**Work to complete**.
Report the number of lines in the records below that contain the word "which", and nothing more.

*** Data to use ***

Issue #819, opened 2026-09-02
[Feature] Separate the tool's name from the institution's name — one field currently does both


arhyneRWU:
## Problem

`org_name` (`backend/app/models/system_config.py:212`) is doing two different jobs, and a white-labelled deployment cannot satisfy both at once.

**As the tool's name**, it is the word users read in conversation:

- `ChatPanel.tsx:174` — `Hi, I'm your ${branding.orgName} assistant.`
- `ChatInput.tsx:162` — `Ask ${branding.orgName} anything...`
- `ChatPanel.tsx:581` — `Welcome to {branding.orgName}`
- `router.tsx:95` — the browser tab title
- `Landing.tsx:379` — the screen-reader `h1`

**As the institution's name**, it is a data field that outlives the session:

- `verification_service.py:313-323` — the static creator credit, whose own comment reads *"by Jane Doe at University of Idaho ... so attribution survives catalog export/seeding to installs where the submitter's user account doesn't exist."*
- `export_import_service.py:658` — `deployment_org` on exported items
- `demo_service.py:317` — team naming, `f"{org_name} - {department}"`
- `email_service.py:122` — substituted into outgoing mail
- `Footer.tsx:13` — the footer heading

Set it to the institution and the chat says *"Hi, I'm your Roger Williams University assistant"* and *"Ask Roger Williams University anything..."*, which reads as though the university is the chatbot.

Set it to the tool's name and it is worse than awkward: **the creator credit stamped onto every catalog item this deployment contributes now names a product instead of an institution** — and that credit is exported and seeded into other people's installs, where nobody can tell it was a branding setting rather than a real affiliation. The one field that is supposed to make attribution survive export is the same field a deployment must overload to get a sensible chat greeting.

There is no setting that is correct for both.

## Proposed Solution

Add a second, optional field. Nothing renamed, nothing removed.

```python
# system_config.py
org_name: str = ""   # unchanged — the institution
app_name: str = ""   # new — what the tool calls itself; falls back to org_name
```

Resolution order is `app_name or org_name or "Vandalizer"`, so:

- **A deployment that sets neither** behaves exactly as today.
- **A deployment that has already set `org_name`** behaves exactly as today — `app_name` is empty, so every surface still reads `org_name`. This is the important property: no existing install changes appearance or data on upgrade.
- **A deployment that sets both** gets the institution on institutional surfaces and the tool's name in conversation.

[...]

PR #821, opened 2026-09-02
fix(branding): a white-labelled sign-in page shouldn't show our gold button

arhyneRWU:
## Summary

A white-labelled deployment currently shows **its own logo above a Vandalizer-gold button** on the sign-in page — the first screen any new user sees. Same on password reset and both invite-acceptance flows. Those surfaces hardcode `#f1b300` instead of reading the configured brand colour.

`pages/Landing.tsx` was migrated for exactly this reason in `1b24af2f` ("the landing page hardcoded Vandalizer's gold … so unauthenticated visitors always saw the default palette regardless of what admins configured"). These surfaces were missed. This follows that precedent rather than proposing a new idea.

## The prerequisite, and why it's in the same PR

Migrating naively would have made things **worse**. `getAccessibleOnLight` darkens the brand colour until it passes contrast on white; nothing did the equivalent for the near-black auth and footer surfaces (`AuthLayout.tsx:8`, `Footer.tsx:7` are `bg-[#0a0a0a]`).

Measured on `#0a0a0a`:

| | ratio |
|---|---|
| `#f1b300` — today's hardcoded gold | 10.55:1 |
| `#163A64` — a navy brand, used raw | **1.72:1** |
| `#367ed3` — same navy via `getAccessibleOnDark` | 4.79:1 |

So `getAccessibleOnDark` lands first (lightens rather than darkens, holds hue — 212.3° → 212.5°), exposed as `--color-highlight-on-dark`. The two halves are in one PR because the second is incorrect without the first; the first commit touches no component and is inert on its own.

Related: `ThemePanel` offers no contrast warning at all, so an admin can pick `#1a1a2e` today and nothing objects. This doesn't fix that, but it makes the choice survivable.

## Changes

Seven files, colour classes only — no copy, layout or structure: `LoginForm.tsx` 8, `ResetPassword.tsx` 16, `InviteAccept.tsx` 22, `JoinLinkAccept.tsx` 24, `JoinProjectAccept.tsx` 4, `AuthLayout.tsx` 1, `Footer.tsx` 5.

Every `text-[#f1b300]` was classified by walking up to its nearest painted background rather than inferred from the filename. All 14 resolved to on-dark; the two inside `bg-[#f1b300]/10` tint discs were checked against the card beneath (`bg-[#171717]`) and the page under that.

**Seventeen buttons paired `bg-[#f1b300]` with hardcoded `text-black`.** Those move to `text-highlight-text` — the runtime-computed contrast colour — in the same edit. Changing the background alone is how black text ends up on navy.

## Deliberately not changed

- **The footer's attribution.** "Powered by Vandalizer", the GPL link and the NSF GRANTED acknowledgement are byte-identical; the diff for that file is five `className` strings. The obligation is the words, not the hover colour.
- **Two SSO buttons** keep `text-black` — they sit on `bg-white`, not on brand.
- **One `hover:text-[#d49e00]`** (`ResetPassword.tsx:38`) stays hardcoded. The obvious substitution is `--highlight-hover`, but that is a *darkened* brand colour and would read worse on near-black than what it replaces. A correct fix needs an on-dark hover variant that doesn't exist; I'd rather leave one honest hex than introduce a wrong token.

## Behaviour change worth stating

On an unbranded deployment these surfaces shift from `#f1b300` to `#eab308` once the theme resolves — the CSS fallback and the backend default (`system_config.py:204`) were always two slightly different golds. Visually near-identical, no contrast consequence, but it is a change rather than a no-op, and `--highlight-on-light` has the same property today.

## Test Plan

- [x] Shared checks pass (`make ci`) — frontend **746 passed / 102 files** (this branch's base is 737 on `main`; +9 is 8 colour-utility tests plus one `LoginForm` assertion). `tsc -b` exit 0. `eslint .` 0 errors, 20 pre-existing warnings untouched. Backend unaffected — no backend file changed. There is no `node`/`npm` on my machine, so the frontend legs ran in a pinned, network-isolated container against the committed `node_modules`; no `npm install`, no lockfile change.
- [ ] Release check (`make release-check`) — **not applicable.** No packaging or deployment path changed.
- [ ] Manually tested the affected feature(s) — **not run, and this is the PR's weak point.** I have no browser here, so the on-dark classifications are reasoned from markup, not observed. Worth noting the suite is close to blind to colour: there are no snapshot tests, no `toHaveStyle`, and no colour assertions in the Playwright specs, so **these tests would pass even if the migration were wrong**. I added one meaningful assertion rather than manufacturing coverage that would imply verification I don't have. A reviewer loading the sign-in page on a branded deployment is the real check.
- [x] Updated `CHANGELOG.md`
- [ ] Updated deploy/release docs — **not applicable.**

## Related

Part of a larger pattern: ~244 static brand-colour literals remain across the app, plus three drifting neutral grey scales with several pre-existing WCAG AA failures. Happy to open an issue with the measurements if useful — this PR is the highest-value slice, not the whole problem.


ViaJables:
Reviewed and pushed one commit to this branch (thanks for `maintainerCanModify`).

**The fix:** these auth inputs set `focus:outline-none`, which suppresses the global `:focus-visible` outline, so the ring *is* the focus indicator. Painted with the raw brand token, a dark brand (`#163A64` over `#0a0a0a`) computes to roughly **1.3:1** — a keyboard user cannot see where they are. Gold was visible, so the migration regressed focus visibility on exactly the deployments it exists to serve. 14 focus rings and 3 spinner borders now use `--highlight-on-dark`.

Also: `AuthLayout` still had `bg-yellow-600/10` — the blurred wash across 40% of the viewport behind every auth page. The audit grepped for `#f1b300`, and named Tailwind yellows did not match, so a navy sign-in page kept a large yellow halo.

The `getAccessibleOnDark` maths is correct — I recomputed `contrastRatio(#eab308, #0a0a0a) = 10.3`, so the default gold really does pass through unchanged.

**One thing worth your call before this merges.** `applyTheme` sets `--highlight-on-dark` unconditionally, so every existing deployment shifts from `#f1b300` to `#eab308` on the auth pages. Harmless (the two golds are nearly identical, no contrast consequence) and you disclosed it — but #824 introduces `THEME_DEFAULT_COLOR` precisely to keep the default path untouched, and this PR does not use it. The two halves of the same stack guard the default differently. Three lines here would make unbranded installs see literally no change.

*** End of Data to use ***

**Expected answer**.
2